_ACTION ITEM_: Repeat the listing below exactly as given.

_EXERCISE DATA_:
PR #1065, opened 2025-07-09
Implement visitor for polymorphic magnetic field

stephenswat:
This commit implements the visitor logic that I proposed for #1033, drastically reducing the amount of boilerplate we need to handle different magnetic field types and increasing the maintainability of the code significantly. This also paves the way for polymorphic detector types which we will need in the future.

### DIFF
--- a/core/include/traccc/bfield/magnetic_field.hpp
+++ b/core/include/traccc/bfield/magnetic_field.hpp
@@ -13,6 +13,7 @@
 
 // System include(s).
 #include <any>
+#include <sstream>
 
 namespace traccc {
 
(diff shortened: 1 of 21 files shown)


beomki-yeo (approved):
Looks good to me

core/include/traccc/bfield/magnetic_field.hpp
```diff
@@ -64,12 +65,55 @@ class magnetic_field {
...
+///
+/// This function takes a list of supported magnetic field types and checks
+/// if the provided field is one of them. If it is, it will call the provided
+/// callable on a view of it and otherwise it will throw an exception.
+template <typename bfield_list_t, typename callable_t>
+auto magnetic_field_visitor(const magnetic_field& bfield,
+                            callable_t&& callable) {
+    return magnetic_field_visitor_helper(bfield,
+                                         std::forward<callable_t>(callable),
+                                         static_cast<bfield_list_t*>(nullptr));
```
krasznaa, line 114: Would [std::declval](https://en.cppreference.com/w/cpp/utility/declval.html) not be more elegant here?

krasznaa (approved):
Sure, let's start with this cleanup finally.

core/include/traccc/bfield/magnetic_field.hpp
krasznaa: Never mind, apparently not. 🤔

_REPLY TO THE TASK_:
PR #1065, opened 2025-07-09
Implement visitor for polymorphic magnetic field

stephenswat:
This commit implements the visitor logic that I proposed for #1033, drastically reducing the amount of boilerplate we need to handle different magnetic field types and increasing the maintainability of the code significantly. This also paves the way for polymorphic detector types which we will need in the future.

### DIFF
--- a/core/include/traccc/bfield/magnetic_field.hpp
+++ b/core/include/traccc/bfield/magnetic_field.hpp
@@ -13,6 +13,7 @@
 
 // System include(s).
 #include <any>
+#include <sstream>
 
 namespace traccc {
 
(diff shortened: 1 of 21 files shown)


beomki-yeo (approved):
Looks good to me

core/include/traccc/bfield/magnetic_field.hpp
```diff
@@ -64,12 +65,55 @@ class magnetic_field {
...
+///
+/// This function takes a list of supported magnetic field types and checks
+/// if the provided field is one of them. If it is, it will call the provided
+/// callable on a view of it and otherwise it will throw an exception.
+template <typename bfield_list_t, typename callable_t>
+auto magnetic_field_visitor(const magnetic_field& bfield,
+                            callable_t&& callable) {
+    return magnetic_field_visitor_helper(bfield,
+                                         std::forward<callable_t>(callable),
+                                         static_cast<bfield_list_t*>(nullptr));
```
krasznaa, line 114: Would [std::declval](https://en.cppreference.com/w/cpp/utility/declval.html) not be more elegant here?

krasznaa (approved):
Sure, let's start with this cleanup finally.

core/include/traccc/bfield/magnetic_field.hpp
krasznaa: Never mind, apparently not. 🤔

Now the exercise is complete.